[Saved entries]
================================

PR #1724, opened 2023-09-07
plugins for integration with MacOS clipboard

### LINKED ISSUE #1723: Plugins for integration with MacOS clipboard
Implement plugins to support file copy and paste operation from MacOS clipboard. This will help sharing files between `nnn` and other programs like Email, Slack, Finder etc. 

There is a drag and drop plugin which caters for this requirement on linux but nothing is available for MacOS that allows the use of `nnn` with other GUI applications (as far as I can see).

umaranis:
resolves #1723

### DIFF
--- a/.circleci/config.yml
+++ b/.circleci/config.yml
@@ -66,7 +66,7 @@ jobs:
             echo "########## clang-tidy-15 ##########"
             clang-tidy-15 src/* -- -I/usr/include -I/usr/include/ncursesw
             echo "########## shellcheck ##########"
-            find plugins/ -type f -not -name "*.md" -exec shellcheck {} +
+            find plugins/ -type f ! \( -name "*.md" -o -name "*-mac" \) -exec shellcheck {} +
 
   package-and-publish:
     machine: true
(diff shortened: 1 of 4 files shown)


jarun:
Why can;t this be integrated in existing plugin `.cbcp`?

Also, CI fails:

```

In plugins/cbcopy-mac line 1:
#!/usr/bin/osascript
^-- SC1008 (error): This shebang was unrecognized. ShellCheck only supports sh/bash/dash/ksh. Add a 'shell' directive to specify.


In plugins/cbcopy-mac line 12:
  set filePath to (second item of args & "/" & first item of args)
      ^------^ SC2121 (warning): To assign a variable, use just 'var=value', no 'set ..'.
                  ^-- SC1036 (error): '(' is invalid here. Did you forget to escape it?
                  ^-- SC1088 (error): Parsing stopped here. Invalid use of parentheses?


In plugins/cbpaste-mac line 12:
fs=($( osascript -e "use framework \"Foundation\"
   ^-- SC3030 (warning): In POSIX sh, arrays are undefined.
    ^-- SC2207 (warning): Prefer mapfile or read -a to split command output (or quote to avoid splitting).


In plugins/cbpaste-mac line 23:
cp -R "${fs[@]}" "$2/"
       ^------^ SC3054 (warning): In POSIX sh, array references are undefined.

For more information:
  https://www.shellcheck.net/wiki/SC1008 -- This shebang was unrecognized. Sh...
  https://www.shellcheck.net/wiki/SC2121 -- To assign a variable, use just 'v...
  https://www.shellcheck.net/wiki/SC2207 -- Prefer mapfile or read -a to spli...

```

umaranis:
If you understand if correctly, the `.cbcp` plugin copies the paths of selected files into the clipboard whereas my plugins copy/paste actual files. Not sure how the two can be integrated.

I think the pipeline is failing because these script can only run on macos (not on linux).

jarun:
I see. In that case, fine.

In that case, please ignore shellcheck for these files.

umaranis:
@jarun shellcheck is ignored now for these plugins

jarun:
Thank you!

================================

Assignment: Of the lines above, retype only those from the line containing "### LINKED ISSUE" through the line containing "machine: true", including both, exactly.

Written solution:
### LINKED ISSUE #1723: Plugins for integration with MacOS clipboard
Implement plugins to support file copy and paste operation from MacOS clipboard. This will help sharing files between `nnn` and other programs like Email, Slack, Finder etc. 

There is a drag and drop plugin which caters for this requirement on linux but nothing is available for MacOS that allows the use of `nnn` with other GUI applications (as far as I can see).

umaranis:
resolves #1723

### DIFF
--- a/.circleci/config.yml
+++ b/.circleci/config.yml
@@ -66,7 +66,7 @@ jobs:
             echo "########## clang-tidy-15 ##########"
             clang-tidy-15 src/* -- -I/usr/include -I/usr/include/ncursesw
             echo "########## shellcheck ##########"
-            find plugins/ -type f -not -name "*.md" -exec shellcheck {} +
+            find plugins/ -type f ! \( -name "*.md" -o -name "*-mac" \) -exec shellcheck {} +
 
   package-and-publish:
     machine: true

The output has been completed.